- [What to work on]: A single number is required: how many lines in the entries hold the word "version".
[[ Data shown, beginning ]]
PR #421, opened 2022-02-01
[Do Not Merge] Deprecate 0.15 crates

jsdw:
Some small changes to the last tagged 0.15 release so that we can publish a new 0.15.1 release of the old `substrate-` prefixed crates with a deprecation notice pointing to the new ones. 

This should never be merged (but can be tagged 0.15.1 to keep tabs on this code change).

### DIFF
--- a/Cargo.toml
+++ b/Cargo.toml
@@ -3,7 +3,7 @@ members = [".", "client", "proc-macro"]
 
 [package]
 name = "substrate-subxt"
-version = "0.15.0"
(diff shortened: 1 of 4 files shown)


jsdw:
I ended up publishing v0.16.0 of the old substrate-prefixed crates as it was the only way to get it to show up by default on crates.io. The crates contain no code owing to dependency issues, but the version bump should ensure nobody is automatically updated to them.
[[ Data shown, end ]]
- [Task response]: 2